◆ Stored items:
============

PR #1167, opened 2019-09-09
Fixed additional Permissions Issue

learnyst:
We need to take only the required permissions from the user. For Accessing photo library we need only the Storage permissions. But in current code we are requesting for camera permissions also. In current pull request we have modified code to request only storage permission for the photo library and removed camera permission

Verified the photo library access with only storage permissions in android and it is working fine

Yes

yes

### DIFF
--- a/android/build.gradle
+++ b/android/build.gradle
@@ -46,7 +46,7 @@ repositories {
 
 dependencies {
     api "com.facebook.react:react-native:+"  // From node_modules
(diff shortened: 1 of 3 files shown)


janicduplessis:
Thanks for sending the PR, why was a new dependency on `com.droidninja:filepicker` introduced? Is it possible to avoid adding this? It seems like a lot just to avoid asking for one permission.

Issue #263, opened 2022-05-09
The inset plot can only take `:top`, `:center`, `:right` instead of numbers


storopoli:
@lazarusA The inset plot can only take `:top`, `:center`, `:right` instead of numbers, so 
![image](https://user-images.githubusercontent.com/20724914/167393480-c8638e32-219a-417f-9148-42a0e69a3394.png)

changed to

![image](https://user-images.githubusercontent.com/20724914/167393495-b67f3375-0c6f-4d72-bffa-2206bced7d15.png)

Is that okay?

_Originally posted by @rikhuijzer in https://github.com/JuliaDataScience/JuliaDataScience/issues/261#issuecomment-1120933150_

PR #264, opened 2022-05-11
Revision makie chapter

lazarusA:
some clean up, plus this should also close https://github.com/JuliaDataScience/JuliaDataScience/issues/263 by means of using `aligmode`, the previous approach is no longer available, breaking change.


rikhuijzer (approved):
Awesome that you fixed this

I think it would be good to update the book on Amazon to avoid people reading old code. Are you okay with me updating the Amazon book once this PR is merged?

storopoli:
Hey folks, I only see code changes. Isn't it suppose to have also "prose" changes  in the `.md` files?

Issue #266, opened 2022-05-13
Discuss `Makie.jl` vs `Plots.jl`


storopoli:
> Many packages for Julia use plotting package Plots instead of Makie because of the recipe facility in Plots. Some discussion of how lack of recipes in current Makie is dealt with, would have been useful.

Source: [Amazon Review by B. Lie](https://www.amazon.com/Julia-Data-Science-Jose-Storopoli/dp/B09KMRKQ96)

PR #269, opened 2022-05-22
simple recipe for a DataFrame

lazarusA:
this adds a new section to the book, so I would say that is a breaking change. On the other hand I believe that is necessary to continue adding new content. Please take a look and suggest changes, specially for the DataFrames bit. 

This also addresses https://github.com/JuliaDataScience/JuliaDataScience/issues/266 very little, but some 😄 .

### DIFF
--- a/contents/data_vis_makie_recipe.md
+++ b/contents/data_vis_makie_recipe.md
@@ -27,7 +27,7 @@ s = """
 sc(s)
 ```
 
-note that here the macro `@recipe` will automatically create for us two new functions, `dfplot` and `dfplot!`, all lowercase from our type `DfPlot`.
+Note that the macro `@recipe` will automatically create two new functions for us, `dfplot` and `dfplot!`, all lowercase from our type `DfPlot`.
 The first one will create a complete new figure whereas the second one will plot into the current axis or an axis of your choosing.
 This allows us to plot `DataFrame`s which contains columns named, `x`, `y`, `z`.
 Now, let's take care of our plot definition.
--- a/contents/data_vis_makie_recipe.md
+++ b/contents/data_vis_makie_recipe.md
@@ -1,0 +1,96 @@
+## A Makie recipe for a DataFrame {#sec:recipe_df}
+
+Unlike other libraries that already support a wide set of input formats via recipes, i.e. `Plots.jl`, in `Makie.jl` most of the time we need to pass the raw data to our functions.
+However, if we want to define our own `recipe` in Makie we could also do it.
+As an example we will code a small **full recipe** for a `DataFrame`. Please refer to the [documentation](https://makie.juliaplots.org/stable/documentation/recipes/) for more details.
+
+A Makie `recipe` consist of two parts, a plot `type` name defined via `@recipe` and a custom `plot!`(`Makie.plot!`) which creates the actual plot via plotting functions already defined.
+
+```jl
+s = """
+    @recipe(DfPlot, df) do scene
+        Attributes(
+            x = :A,
+            y = :B,
+            c = :C,
+            color = :red,
+            colormap = :plasma,
+            markersize = 20,
+            marker = :rect
+        )
+    end
+    """
+sc(s)
+```
+
+with this we will have `dfplot` and `dfplot!` conveniently defined for us.
+Now, let's take care of our plot definition. We will do a simple scatter plot.
+
+```
+import Makie
+```
+
+```jl
+s = """
+    function Makie.plot!(p::DfPlot{<:Tuple{<:DataFrame}})
+        df = p[:df][]
+        x = getproperty(df, p[:x][])
+        y = getproperty(df, p[:y][])
+        c = getproperty(df, p[:c][])
+        scatter!(p, x, y; color = c, markersize = p[:markersize][],
+            colormap = p[:colormap][], marker = p[:marker][])
+        return p
+    end
+    """
+sc(s)
+```
+
+Note the extras `[]` at the end of each variable. Those are due to the fact that *recipes* in Makie are dynamic, meaning that our plots will update if our variables change. See [observables](https://makie.juliaplots.org/stable/documentation/nodes/) to know more.
+Now, we apply our new plotting function to the following `DataFrame`:
+
+```jl
+s = """
+    df_recipe = DataFrame(A=randn(10), B=randn(10), C=rand(10))
+    """
+sc(s)
+```
+
+```jl
+s = """
+    CairoMakie.activate!() # hide
+    dfplot(df_recipe)
+    label = "dfRecipe" # hide
+    caption = "DataFrames recipe." # hide
+    link_attributes = "width=60%" # hide
+    Options(current_figure(); filename=label, caption, label, link_attributes) # hide
+    """
+sco(s)
+```
+
+The named attributes in the recipe allows us to pass custom names to our new plotting function. Namely,
+
+```jl
+s = """
+    df_names = DataFrame(a1=rand(100), a2=rand(100), a3=rand(100))
+    """
+sc(s)
+```
+
+and
+
+```jl
+s = """
+    CairoMakie.activate!() # hide
+    dfplot(df_names; x = :a1, y = :a2, c = :a3, marker = 'o',
+        axis = (; aspect=1, xlabel = "a1", ylabel = "a2"),
+        figure = (; backgroundcolor = :grey90))
+    label = "dfRecipeArgs" # hide
+    caption = "DataFrames recipe with arguments." # hide
+    link_attributes = "width=60%" # hide
+    Options(current_figure(); filename=label, caption, label, link_attributes) # hide
+    """
+sco(s)
+```
+
+Note, that now we are calling by name each column as well as the marker type, allowing us to use this definition for different DataFrames.
+Additionally, all our previous options, i.e., `axis` or `figure` also work!
--- a/contents/data_vis_makie_recipe.md
+++ b/contents/data_vis_makie_recipe.md
@@ -4,7 +4,7 @@ Unlike other libraries that already support a wide set of input formats via reci
 However, we can also define our own  `recipe` in  `Makie.jl`.
 A `recipe` is your own custom plotting type command.
 This extension is done just in `Makie.jl`, which means that making a new set of plotting rules for your own types is light, namely, you don't need the complete plotting machinery available to define them. This is specially useful if you want to include your own plotting commands in one of your own packages.
-However, in order for them to work you will still need to use one of the backends, i.e., GLMakie.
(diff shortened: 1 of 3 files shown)


contents/data_vis_makie_recipe.md
```diff
@@ -0,0 +1,96 @@
+## A Makie recipe for a DataFrame {#sec:recipe_df}
+
+Unlike other libraries that already support a wide set of input formats via recipes, i.e. `Plots.jl`, in `Makie.jl` most of the time we need to pass the raw data to our functions.
+However, if we want to define our own `recipe` in Makie we could also do it.
```
rikhuijzer, line 4:
```suggestion
However, we can also define our own  `recipe` in  `Makie.jl`.
```

contents/data_vis_makie_recipe.md
```diff
@@ -0,0 +1,96 @@
...
+As an example we will code a small **full recipe** for a `DataFrame`. Please refer to the [documentation](https://makie.juliaplots.org/stable/documentation/recipes/) for more details.
```
rikhuijzer, line 5: Can you elaborate a bit more on what a recipe is? To be honest, I'm also not sure whether I fully understand it. As far as I understand, recipes are meant for lightweight interface packages so that you can define plotting in your package without having to load the full plotting library? Also, it allows defining a basic framework?

contents/data_vis_makie_recipe.md
```diff
@@ -0,0 +1,96 @@
...
+
+A Makie `recipe` consist of two parts, a plot `type` name defined via `@recipe` and a custom `plot!`(`Makie.plot!`) which creates the actual plot via plotting functions already defined.
```
rikhuijzer, line 7:
```suggestion
A Makie `recipe` consist of two parts, a plot `type` name defined via `@recipe` and a custom `plot!(::Makie.plot)` which creates the actual plot via plotting functions already defined.
```

contents/data_vis_makie_recipe.md
```diff
@@ -0,0 +1,96 @@
...
+            colormap = :plasma,
+            markersize = 20,
+            marker = :rect
+        )
+    end
+    """
+sc(s)
+```
+
+with this we will have `dfplot` and `dfplot!` conveniently defined for us.
```
rikhuijzer, line 26:
```suggestion
with this we will have `dfplot` and `dfplot!` conveniently defined for us.
With this, we can conveniently plot `DataFrame`s which contains columns named, `x`, `y`, `z`.
```

contents/data_vis_makie_recipe.md
```diff
@@ -0,0 +1,96 @@
...
+        c = getproperty(df, p[:c][])
+        scatter!(p, x, y; color = c, markersize = p[:markersize][],
+            colormap = p[:colormap][], marker = p[:marker][])
+        return p
+    end
+    """
+sc(s)
+```
+
+Note the extras `[]` at the end of each variable. Those are due to the fact that *recipes* in Makie are dynamic, meaning that our plots will update if our variables change. See [observables](https://makie.juliaplots.org/stable/documentation/nodes/) to know more.
```
rikhuijzer, line 48: Ah, is it because the DfPlot is immutable and they use pointers to (de)reference stuff? Sounds a bit dangerous but okay

rikhuijzer (approved):
Some small comments. Adding new stuff is great :+1:

contents/data_vis_makie_recipe.md
```diff
@@ -0,0 +1,96 @@
+## A Makie recipe for a DataFrame {#sec:recipe_df}
+
+Unlike other libraries that already support a wide set of input formats via recipes, i.e. `Plots.jl`, in `Makie.jl` most of the time we need to pass the raw data to our functions.
```
storopoli, line 3:
```suggestion
Unlike other libraries that already support a wide set of input formats via recipes, i.e. `Plots.jl`, in `Makie.jl` most of the time we need to pass the raw data to functions.
```

contents/data_vis_makie_recipe.md
storopoli: Yeah I agree with @rikhuijzer, recipes need at least a simple definition.

contents/data_vis_makie_recipe.md
storopoli: "With this" is duplicated as starting point for two times in a row on your suggestion @rikhuijzer.

contents/data_vis_makie_recipe.md
storopoli, line 48:
```suggestion
Note the extras `[]` at the end of each variable.
Those are due to the fact that *recipes* in Makie are dynamic, meaning that our plots will update if our variables change.
See [observables](https://makie.juliaplots.org/stable/documentation/nodes/) to know more.
```

Just a better semantic break here.

contents/data_vis_makie_recipe.md
```diff
@@ -0,0 +1,96 @@
...
+    dfplot(df_recipe)
+    label = "dfRecipe" # hide
+    caption = "DataFrames recipe." # hide
+    link_attributes = "width=60%" # hide
+    Options(current_figure(); filename=label, caption, label, link_attributes) # hide
+    """
+sco(s)
+```
+
+The named attributes in the recipe allows us to pass custom names to our new plotting function. Namely,
```
storopoli, line 70:
```suggestion
The named attributes in the recipe allows us to pass custom names to our new plotting function. Namely:
```

contents/data_vis_makie_recipe.md
```diff
@@ -0,0 +1,96 @@
...
+
+```jl
+s = """
+    df_names = DataFrame(a1=rand(100), a2=rand(100), a3=rand(100))
+    """
+sc(s)
+```
+
+and
```
storopoli, line 79:
```suggestion
and:
```

contents/data_vis_makie_recipe.md
```diff
@@ -0,0 +1,96 @@
...
+            markersize = 20,
+            marker = :rect
+        )
+    end
+    """
+sc(s)
+```
+
+with this we will have `dfplot` and `dfplot!` conveniently defined for us.
+Now, let's take care of our plot definition. We will do a simple scatter plot.
```
storopoli, line 27:
```suggestion
Now, let's take care of our plot definition.
We will do a simple scatter plot:
```

storopoli (commented):
Some suggestions.

contents/data_vis_makie_recipe.md
rikhuijzer: Fixed

contents/data_vis_makie_recipe.md
lazarusA: I also agree on this 😄 ... I will come back shortly.

contents/data_vis_makie_recipe.md
lazarusA: is the whole logic of observables in Makie 😄

contents/data_vis_makie_recipe.md
lazarusA: An extra paragraph is up.

rikhuijzer (approved):

contents/data_vis_makie_recipe.md
```diff
@@ -0,0 +1,104 @@
+## A Makie recipe for a DataFrame {#sec:recipe_df}
+
+Unlike other libraries that already support a wide set of input formats via recipes, i.e. `Plots.jl`, in `Makie.jl` most of the time we need to pass the raw data to functions.
+However, we can also define our own  `recipe` in  `Makie.jl`.
+A `recipe` is your own custom plotting type command.
+This extension is done just in `Makie.jl`, which means that making a new set of plotting rules for your own types is light, namely, you don't need the complete plotting machinery available to define them. This is specially useful if you want to include your own plotting commands in one of your own packages.
+However, in order for them to work you will still need to use one of the backends, i.e., GLMakie.
```
storopoli, line 7:
```suggestion
However, in order for them to work you will still need to use one of the backends, i.e., GLMakie or CairoMakie.
```

contents/data_vis_makie_recipe.md
```diff
@@ -0,0 +1,104 @@
+## A Makie recipe for a DataFrame {#sec:recipe_df}
+
+Unlike other libraries that already support a wide set of input formats via recipes, i.e. `Plots.jl`, in `Makie.jl` most of the time we need to pass the raw data to functions.
+However, we can also define our own  `recipe` in  `Makie.jl`.
+A `recipe` is your own custom plotting type command.
```
storopoli, line 5: I still don't think this is clear.
For instance, a new user (the profile of our reader) would be confused.

Does a recipe create a `plot` and `plot!` custom function for my custom types?
Like call i simply call:

```julia
plot(my_custom_type)
```

and it will plot?

It is not clear.
Down below you create a recipe for a `DfPlot`:

```julia
@recipe(DfPlot, df) do scene
...
```

But somehow you have to call it with `dfplot` (all lowercase).
Our reader would be asking themselves "WTF, how does that work? Do I have to use `plot[!]`, or `dfplot`? And how did it got converted to a lowercase plotting function?"

storopoli (changes requested):
I still don't think this is clear.
For instance, a new user (the profile of our reader) would be confused.

Does a recipe create a `plot` and `plot!` custom function for my custom types?
Like call i simply call:

```julia
plot(my_custom_type)
```

and it will plot?

It is not clear.
Down below you create a recipe for a `DfPlot`:

```julia
@recipe(DfPlot, df) do scene
...
```

But somehow you have to call it with `dfplot` (all lowercase).
Our reader would be asking themselves "WTF, how does that work? Do I have to use `plot[!]`, or `dfplot`? And how did it got converted to a lowercase plotting function?"

contents/data_vis_makie_recipe.md
lazarusA: agree. Now it saids that the macro `@recipe` is responsible for creating two new lowercase functions that you are suppose to use later on.

contents/data_vis_makie_recipe.md
```diff
@@ -27,7 +27,8 @@ s = """
 sc(s)
 ```
 
-with this we will have `dfplot` and `dfplot!` conveniently defined for us.
+note that here the macro `@recipe` will automatically create for us two new functions, `dfplot` and `dfplot!`, all lowercase from our type `DfPlot`.
```
rikhuijzer, line 30:
```suggestion
Note that the macro `@recipe` will automatically create two new functions for us, `dfplot` and `dfplot!`, all lowercase from our type `DfPlot`.
```

rikhuijzer (approved):

contents/data_vis_makie_recipe.md
lazarusA: great! thanks a lot @rikhuijzer

storopoli (approved):

PR #272, opened 2022-08-12
Switch to Books v2

rikhuijzer:
I'm having a bit of trouble running this locally (NixOS nor Docker manage to run all blocks :sweat_smile:), but if CI passes then all should be good. Unless there are objections, I'm planning to send an updated PDF to Amazon because syntax highlighting is disabled for output blocks now which looks better.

============

◆ ASSIGNED TASK: Wherever "agree" appears in a line of the entries, copy that line.

◆ YOUR RESPONSE:
storopoli: Yeah I agree with @rikhuijzer, recipes need at least a simple definition.
lazarusA: I also agree on this 😄 ... I will come back shortly.
lazarusA: agree. Now it saids that the macro `@recipe` is responsible for creating two new lowercase functions that you are suppose to use later on.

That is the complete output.